For tensorflow Tensorflow give examples in fact they have created a MFCC front end for microcontrollers specifically for KWS whilst Atomic just uses the casual introduction tutorial to audio spectrograms.
Its documented here and I have posted this now a plethora of times to even have it deleted.
TensorFlow Lite for Microcontrollers step by step it shows the simple procedure for taking a tflite model Get started with microcontrollers
The info and procedures have been there for 2 years but the recent introduction of the Audio “frontend” TensorFlow operations for feature generation was obviously a stumbling block so they now provide the microcontroller code.
From code to tutorials to training framework its all provided 100% by Google and its state-of-the-art and all it needs is a Web GUI to record and review KW, !KW & Silence.
Its so simple that a brain damaged MS sufferer with no Python experience can hack together extremely accurate working models that surely any Rhasspy dev can automate as example proof of concept have been forwarded by a community member above.
If you can not work it out for your self I can help and tell you how as maybe my confusion why this hasn’t been implemented and why code is just being copied rebranded whilst the likes of Google have opensource already provided.
You just have to read what they have provided like I have done and keep posting here to no avail.
The more custom a model goes from all voice to native speaking, to regional accent, to own voice are massive steps in accuracy as a model becomes more defined as the reality is they are little more than highly evolved tensor classification filters and the less cross entropy in the dataset means more clear cut classification and higher accuracy and its that simple.
sox -m noise.mp3 voice.wav mixed.flac what is so confusing about that in terms of a dev providing a solution?
All I am stressing is that the noise samples need to be volume matched to dataset samples otherwise the noise may become the foreground audio turning the dataset sample into a garbage entry.
Check volumes and adjust before mixing and this is just simple code that has been missing for some time (always mix in noise at a lower volume than the sample or the sample will be overwritten) as the Precise training methodology is broken and introduces large proportions of garbage and cross entropy.
It shouldn’t end there because we are on a local private VoiceAI we should be able to easily capture KW and command sentences to create datasets of use and a KWS that ships out models OTA that increase in accuracy by use by using the recorded samples of use automatically in a 2 stage firmware like delivery.
I just got a like on this topic and saw your reply.
@synesthesiam The new federated learning additions are really important as a new keyword always needs to trained from scratch as you are pattern matching on a keyword which is far more accurate or should be than phonetic dictionary based ASR.
So it doesn’t solve that but if you want to add to the dataset you always had to have the full dataset and retrain where now with federated learning you can train a main model and then have a smaller local model specific to user and device hardware that alters the weights of the main model.

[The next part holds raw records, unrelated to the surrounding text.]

Issue #713, opened 2022-04-13
[BUG] Sunlu S8 configuration does not enable hotend heat sink fan.


stefanhra:
### Bug Description

The Sunlu S8 printer uses a PWM pin to control the hotend heat sink fan which turns on and off based on extruder temperature. The configuration files provided here do not enable this PWM control for the heat sink fan so it never turns on. The configuration.h file provided by the manufacturer for Marlin 1.x uses MOTHERBOARD BOARD_MKS_BASE while the configuration.h here uses MOTHERBOARD MOTHERBOARD BOARD_RAMPS_14_EFB.

### Configuration Files

**Required:** Include a ZIP file containing `Configuration.h` and `Configuration_adv.h`.

If you've made any other modifications describe them in detail here.

### Steps to Reproduce

1. Upload Marlin firmware to Sunlu S8 printer using configuration files from this project.
2. Set temperature of hotend to printing temperature (eg. 220 C)
3. Observe hotend heat sink fan. 

**Expected behavior:**

Hot end heat sink fan should start running when hot end heats up. 

**Actual behavior:**

Hot end heat sink fan doesn't run. 

#### Additional Information

* Provide pictures or links to videos that clearly demonstrate the issue.
* See [Contributing to Marlin](https://github.com/MarlinFirmware/Marlin/blob/2.0.x/.github/contributing.md) for additional guidelines.
[Sunlu S8.zip](https://github.com/MarlinFirmware/Configurations/files/8484832/Sunlu.S8.zip)

thisiskeithb:
According to @InsanityAutomation https://github.com/MarlinFirmware/Configurations/pull/512#issuecomment-1101377824, Sunlu must have shipped these out with RAMPS boards and MKS Base boards, so I'll create a new config.

InsanityAutomation:
The board change alone does not define an auto fan pin. The MKS base simply sets the board name then includes the ramps file, so functionally irrelevant. The auto fan pin would be defined in config adv. I did a quick bit of google fu, and it seems the config published has this line added : 
#define E0_AUTO_FAN_PIN 7

Which on machines newer than mine which was wired right to power would add the functionality you described.

thisiskeithb:
> The board change alone does not define an auto fan pin. The MKS base simply sets the board name then includes the ramps file, so functionally irrelevant.

I’m well aware of this. It’s not my first config 😛 

[...]

PR #718, opened 2022-04-21
Enable Sunlu S8 Auto Fan

thisiskeithb:
### Description

Enable Sunlu S8 auto fan.

The config really needs a new motherboard added to Marlin (as `SH_2560_A4988_V1`) instead of using the generic RAMPS motherboard define, but this will work for now:

### Benefits

Auto fan will work.

### Related Issues

- #713


InsanityAutomation:
Just as a quick note, early machines have the hotend fan wired to always on power, so while this is not needed it safely toggles the pin thats not landed to anything in the background. This allows both machines revisions to work under the same config.

InsanityAutomation (approved):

So you can increase accuracy for a user and device for accent and device usage tonal results.
I haven’t worked it out yet but know from the new Pixel phones it is what they use to such effect there models are now offline.
The new Tensor TPU and cutting edge phone obviously has some grunt but currently Googles mobile models seem to be providing leading edge ASR & KWS and a few other great AI enhanced methods as well as what has become normal in HDR photography.